SOURCE MATERIAL:
PR #422, opened 2019-04-23
fix backoff fix merge difference return value improve cache settings

gdestuynder:
fix https://jira.mozilla.com/browse/DP-1262

### DIFF
--- a/python-modules/cis_crypto/cis_crypto/secret.py
+++ b/python-modules/cis_crypto/cis_crypto/secret.py
@@ -106,7 +106,7 @@ class AWSParameterstoreProvider(object):
             logger.debug("Returning memory-cached version of uuid_salt")
             return self._cache["uuid_salt"]
 
-        while result is None or retries != 0:
+        while result is None:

WORK TO COMPLETE: Go through the listing above and reproduce all of it exactly.

OUTPUT FOR THIS TASK:
PR #422, opened 2019-04-23
fix backoff fix merge difference return value improve cache settings

gdestuynder:
fix https://jira.mozilla.com/browse/DP-1262

### DIFF
--- a/python-modules/cis_crypto/cis_crypto/secret.py
+++ b/python-modules/cis_crypto/cis_crypto/secret.py
@@ -106,7 +106,7 @@ class AWSParameterstoreProvider(object):
             logger.debug("Returning memory-cached version of uuid_salt")
             return self._cache["uuid_salt"]
 
-        while result is None or retries != 0:
+        while result is None:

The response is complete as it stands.